◆ Task brief:
Give back the full listing exactly as written.

◆ Provided information:
PR #424, opened 2025-07-30
fix: Standardize precision used in communityRating

lbux:
## Pull Request Description

I tried to keep this as minimal as possible to only the issue(s) presented in the discussion. The only changes were to the precision of the base model item and the overview header. I've provided screenshots of both changes. Additionally, for the poster widget, I'd like some feedback on how to proceed with the changes. Currently, a ternary operator is used to check if `subTitle` exists to ensure that the year is aligned to the left or right. This has an unintended consequence (image 3) of the year being aligned to the left if an entry does not have a `subTitle` but other entries do. This is inconsistent, but the alternative would be that if at least one item in the whole library filtered/displayed has a `subTitle` then the year must be to the right.

## Issue Being Fixed

Resolves #422 

## Screenshots / Recordings

image

image

image

## Checklist

### DIFF
--- a/lib/models/item_base_model.dart
+++ b/lib/models/item_base_model.dart
@@ -90,7 +90,7 @@ class ItemBaseModel with ItemBaseModelMappable {
                     color: Colors.yellowAccent,
                   ),
                   const SizedBox(width: 6),
-                  Text((overview.communityRating ?? 0.0).toString())
+                  Text((overview.communityRating ?? 0.0).toStringAsFixed(2))
                 ],
               )
             : null,
--- a/lib/models/item_base_model.dart
+++ b/lib/models/item_base_model.dart
@@ -87,7 +87,7 @@ class ItemBaseModel with ItemBaseModelMappable {
                 color: Colors.yellowAccent,
               ),
               const SizedBox(width: 6),
-              Text(overview.communityRating?.toStringAsFixed(2) ?? "0.0"),
+              Text(overview.communityRating?.toStringAsFixed(2) ?? "--"),
             ],
           ),
         _ => null,
--- a/lib/models/item_base_model.dart
+++ b/lib/models/item_base_model.dart
@@ -68,32 +68,28 @@ class ItemBaseModel with ItemBaseModelMappable {
   }
 
   Widget? subTitle(SortingOptions options) => switch (options) {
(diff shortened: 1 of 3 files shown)


lib/models/item_base_model.dart
PartyDonut, line 1: For the problem in image 3. One solution might be to instead of returning null when we have no parental/community-Rating. We return the Row widget.

And if the rating is null we can do this `overview.communityRating?.toStringAsFixed(2) ?? "--"`

lib/screens/shared/media/poster_widget.dart
```diff
@@ -93,12 +93,15 @@ class PosterWidget extends ConsumerWidget {
...
                     if (poster.subText?.isNotEmpty ?? false)
                       Flexible(
-                        child: ClickableText(
-                          opacity: opacity,
-                          text: poster.subText ?? "",
-                          maxLines: 1,
-                          overflow: TextOverflow.ellipsis,
-                          style: Theme.of(context).textTheme.titleSmall?.copyWith(fontWeight: FontWeight.bold),
+                        child: Align(
+                          alignment: subTitle == null ? Alignment.centerLeft : Alignment.centerRight,
```
PartyDonut: Using alignment here is a bit strange. Would be better to wrap the Opacity widget on line 88 with a Flexible as well.

Then for the row you can set the following variable to this.
`mainAxisAlignment: MainAxisAlignment.spaceBetween,
`

lib/models/item_base_model.dart
lbux: I've implemented these changes. However, I made "--" for parentalRating and 0.0 for communityRating since those make more sense imo. But I can make both "--" if preferred.

lib/screens/shared/media/poster_widget.dart
lbux: I added the flexible but removed the spacer because it would cause a renderflex overflow. Because of the mainAxisAlignment, it isnt necessary anymore

lbux:
Despite not changing anything to do with gradle, I can't get debugging to work using VsCode. I manually moved the generated .apk to my phone and tested it. No issues with UI.

PartyDonut (approved):
Looks good to me, thanks for implementing this 😄

PR #430, opened 2025-08-03
fix: make image cache key unique

lbux:
## Pull Request Description

The current implementation assumes that Jellyfin's tags are unique and can therefore be used as keys. However, [their logic to create tags](https://github.com/jellyfin/jellyfin/blob/9e36fa426335289b4be90034640ad38b38e3de79/src/Jellyfin.Drawing/ImageProcessor.cs#L409) can lead to duplicate tags across images in the same location (backdrop.jpg, logo.jpg, etc can share the same tag) and same timestamp.

Consider this url example from my server. The tags are the same:

http://localhost:8096/Items/61139a4c4ce0f3e26032c35a7e1adde8/Images/Primary?maxWidth=575&tag=497955eaadd4d4d31609987a736d8374

http://server:8096/Items/61139a4c4ce0f3e26032c35a7e1adde8/Images/Logo?maxWidth=575&tag=497955eaadd4d4d31609987a736d8374

Since the key is assumed to be unique, when we request a logo, we do so with the key. However, this often leads to a primary or backdrop being returned since in our cache, that key belongs to one of those. See below for screenshots.

## Issue Being Fixed

N/A

## Screenshots / Recordings

Fladder 0.7.0:

fladder_xZQthz1iw6
fladder_dq6Rsbak4n

This PR:
fladder_dRdGlrFNgH
fladder_yH4EeruV4A

## Checklist

### DIFF
--- a/lib/models/item_base_model.dart
+++ b/lib/models/item_base_model.dart
@@ -87,7 +87,11 @@ class ItemBaseModel with ItemBaseModelMappable {
                 color: Colors.yellowAccent,
               ),
               const SizedBox(width: 6),
+<<<<<<< HEAD
               Text(overview.communityRating?.toStringAsFixed(2) ?? "--"),
+=======
+              Text(overview.communityRating?.toStringAsFixed(2) ?? "0.0"),
+>>>>>>> 9088937 (implement feedback)
             ],
           ),
         _ => null,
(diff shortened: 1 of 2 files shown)


lbux:
I just realized I included the history from my previous PR. I tried to clean it up. Hopefully it works lol

lbux:
@sourcery-ai dismiss

lbux:
@sourcery-ai review

PR #438, opened 2025-08-06
feat: adds JKLM controls

ynot01:
## Pull Request Description

Adds J key as an alternative to arrowLeft (Seek back)

Adds K key as an alternative to space (Play/Pause)

Adds L key as an alternative to arrowRight (Seek forward)

Adds M key as mute, which sets volume to 0, identical to the clickable mute button

## Issue Being Fixed

Resolves the first 4 of #433

## Screenshots / Recordings

No visual changes

## Checklist

### DIFF
--- a/lib/screens/video_player/components/video_player_seek_indicator.dart
+++ b/lib/screens/video_player/components/video_player_seek_indicator.dart
@@ -50,21 +50,21 @@ class _VideoPlayerSeekIndicatorState extends ConsumerState<VideoPlayerSeekIndica
 
   bool _onKey(KeyEvent value) {
     if (value is KeyRepeatEvent) {
-      if (value.logicalKey == LogicalKeyboardKey.arrowLeft) {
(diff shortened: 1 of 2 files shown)


lbux:
I think the state of the current volume setting should be saved to later restore. On Youtube, when you press m again, it will restore it to the previous volume %. From the code it doesn't seem to do that currently, correct?

ynot01:
> I think the state of the current volume setting should be saved to later restore. On Youtube, when you press m again, it will restore it to the previous volume %. From the code it doesn't seem to do that currently, correct?

Yes, identical to the clickable mute button

PartyDonut:
Hi, thanks for taking your time to implement this. 

While the code does look fine and correct, I already started on implementing a customizable hotkey system for Fladder. This replaces/refactors the code you changed in this PR.

It's always a good idea to check the "I would like to implement this myself!" checkbox, even if you want to partially implement it. So we can avoid having multiple working on the same feature.

Implemented in #439, closing this one.

ynot01:
No problem at all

◆ The completed task:
PR #424, opened 2025-07-30
fix: Standardize precision used in communityRating

lbux:
## Pull Request Description

I tried to keep this as minimal as possible to only the issue(s) presented in the discussion. The only changes were to the precision of the base model item and the overview header. I've provided screenshots of both changes. Additionally, for the poster widget, I'd like some feedback on how to proceed with the changes. Currently, a ternary operator is used to check if `subTitle` exists to ensure that the year is aligned to the left or right. This has an unintended consequence (image 3) of the year being aligned to the left if an entry does not have a `subTitle` but other entries do. This is inconsistent, but the alternative would be that if at least one item in the whole library filtered/displayed has a `subTitle` then the year must be to the right.

## Issue Being Fixed

Resolves #422 

## Screenshots / Recordings

image

image

image

## Checklist

### DIFF
--- a/lib/models/item_base_model.dart
+++ b/lib/models/item_base_model.dart
@@ -90,7 +90,7 @@ class ItemBaseModel with ItemBaseModelMappable {
                     color: Colors.yellowAccent,
                   ),
                   const SizedBox(width: 6),
-                  Text((overview.communityRating ?? 0.0).toString())
+                  Text((overview.communityRating ?? 0.0).toStringAsFixed(2))
                 ],
               )
             : null,
--- a/lib/models/item_base_model.dart
+++ b/lib/models/item_base_model.dart
@@ -87,7 +87,7 @@ class ItemBaseModel with ItemBaseModelMappable {
                 color: Colors.yellowAccent,
               ),
               const SizedBox(width: 6),
-              Text(overview.communityRating?.toStringAsFixed(2) ?? "0.0"),
+              Text(overview.communityRating?.toStringAsFixed(2) ?? "--"),
             ],
           ),
         _ => null,
--- a/lib/models/item_base_model.dart
+++ b/lib/models/item_base_model.dart
@@ -68,32 +68,28 @@ class ItemBaseModel with ItemBaseModelMappable {
   }
 
   Widget? subTitle(SortingOptions options) => switch (options) {
(diff shortened: 1 of 3 files shown)


lib/models/item_base_model.dart
PartyDonut, line 1: For the problem in image 3. One solution might be to instead of returning null when we have no parental/community-Rating. We return the Row widget.

And if the rating is null we can do this `overview.communityRating?.toStringAsFixed(2) ?? "--"`

lib/screens/shared/media/poster_widget.dart
```diff
@@ -93,12 +93,15 @@ class PosterWidget extends ConsumerWidget {
...
                     if (poster.subText?.isNotEmpty ?? false)
                       Flexible(
-                        child: ClickableText(
-                          opacity: opacity,
-                          text: poster.subText ?? "",
-                          maxLines: 1,
-                          overflow: TextOverflow.ellipsis,
-                          style: Theme.of(context).textTheme.titleSmall?.copyWith(fontWeight: FontWeight.bold),
+                        child: Align(
+                          alignment: subTitle == null ? Alignment.centerLeft : Alignment.centerRight,
```
PartyDonut: Using alignment here is a bit strange. Would be better to wrap the Opacity widget on line 88 with a Flexible as well.

Then for the row you can set the following variable to this.
`mainAxisAlignment: MainAxisAlignment.spaceBetween,
`

lib/models/item_base_model.dart
lbux: I've implemented these changes. However, I made "--" for parentalRating and 0.0 for communityRating since those make more sense imo. But I can make both "--" if preferred.

lib/screens/shared/media/poster_widget.dart
lbux: I added the flexible but removed the spacer because it would cause a renderflex overflow. Because of the mainAxisAlignment, it isnt necessary anymore

lbux:
Despite not changing anything to do with gradle, I can't get debugging to work using VsCode. I manually moved the generated .apk to my phone and tested it. No issues with UI.

PartyDonut (approved):
Looks good to me, thanks for implementing this 😄

PR #430, opened 2025-08-03
fix: make image cache key unique

lbux:
## Pull Request Description

The current implementation assumes that Jellyfin's tags are unique and can therefore be used as keys. However, [their logic to create tags](https://github.com/jellyfin/jellyfin/blob/9e36fa426335289b4be90034640ad38b38e3de79/src/Jellyfin.Drawing/ImageProcessor.cs#L409) can lead to duplicate tags across images in the same location (backdrop.jpg, logo.jpg, etc can share the same tag) and same timestamp.

Consider this url example from my server. The tags are the same:

http://localhost:8096/Items/61139a4c4ce0f3e26032c35a7e1adde8/Images/Primary?maxWidth=575&tag=497955eaadd4d4d31609987a736d8374

http://server:8096/Items/61139a4c4ce0f3e26032c35a7e1adde8/Images/Logo?maxWidth=575&tag=497955eaadd4d4d31609987a736d8374

Since the key is assumed to be unique, when we request a logo, we do so with the key. However, this often leads to a primary or backdrop being returned since in our cache, that key belongs to one of those. See below for screenshots.

## Issue Being Fixed

N/A

## Screenshots / Recordings

Fladder 0.7.0:

fladder_xZQthz1iw6
fladder_dq6Rsbak4n

This PR:
fladder_dRdGlrFNgH
fladder_yH4EeruV4A

## Checklist

### DIFF
--- a/lib/models/item_base_model.dart
+++ b/lib/models/item_base_model.dart
@@ -87,7 +87,11 @@ class ItemBaseModel with ItemBaseModelMappable {
                 color: Colors.yellowAccent,
               ),
               const SizedBox(width: 6),
+<<<<<<< HEAD
               Text(overview.communityRating?.toStringAsFixed(2) ?? "--"),
+=======
+              Text(overview.communityRating?.toStringAsFixed(2) ?? "0.0"),
+>>>>>>> 9088937 (implement feedback)
             ],
           ),
         _ => null,
(diff shortened: 1 of 2 files shown)


lbux:
I just realized I included the history from my previous PR. I tried to clean it up. Hopefully it works lol

lbux:
@sourcery-ai dismiss

lbux:
@sourcery-ai review

PR #438, opened 2025-08-06
feat: adds JKLM controls

ynot01:
## Pull Request Description

Adds J key as an alternative to arrowLeft (Seek back)

Adds K key as an alternative to space (Play/Pause)

Adds L key as an alternative to arrowRight (Seek forward)

Adds M key as mute, which sets volume to 0, identical to the clickable mute button

## Issue Being Fixed

Resolves the first 4 of #433

## Screenshots / Recordings

No visual changes

## Checklist

### DIFF
--- a/lib/screens/video_player/components/video_player_seek_indicator.dart
+++ b/lib/screens/video_player/components/video_player_seek_indicator.dart
@@ -50,21 +50,21 @@ class _VideoPlayerSeekIndicatorState extends ConsumerState<VideoPlayerSeekIndica
 
   bool _onKey(KeyEvent value) {
     if (value is KeyRepeatEvent) {
-      if (value.logicalKey == LogicalKeyboardKey.arrowLeft) {
(diff shortened: 1 of 2 files shown)


lbux:
I think the state of the current volume setting should be saved to later restore. On Youtube, when you press m again, it will restore it to the previous volume %. From the code it doesn't seem to do that currently, correct?

ynot01:
> I think the state of the current volume setting should be saved to later restore. On Youtube, when you press m again, it will restore it to the previous volume %. From the code it doesn't seem to do that currently, correct?

Yes, identical to the clickable mute button

PartyDonut:
Hi, thanks for taking your time to implement this. 

While the code does look fine and correct, I already started on implementing a customizable hotkey system for Fladder. This replaces/refactors the code you changed in this PR.

It's always a good idea to check the "I would like to implement this myself!" checkbox, even if you want to partially implement it. So we can avoid having multiple working on the same feature.

Implemented in #439, closing this one.

ynot01:
No problem at all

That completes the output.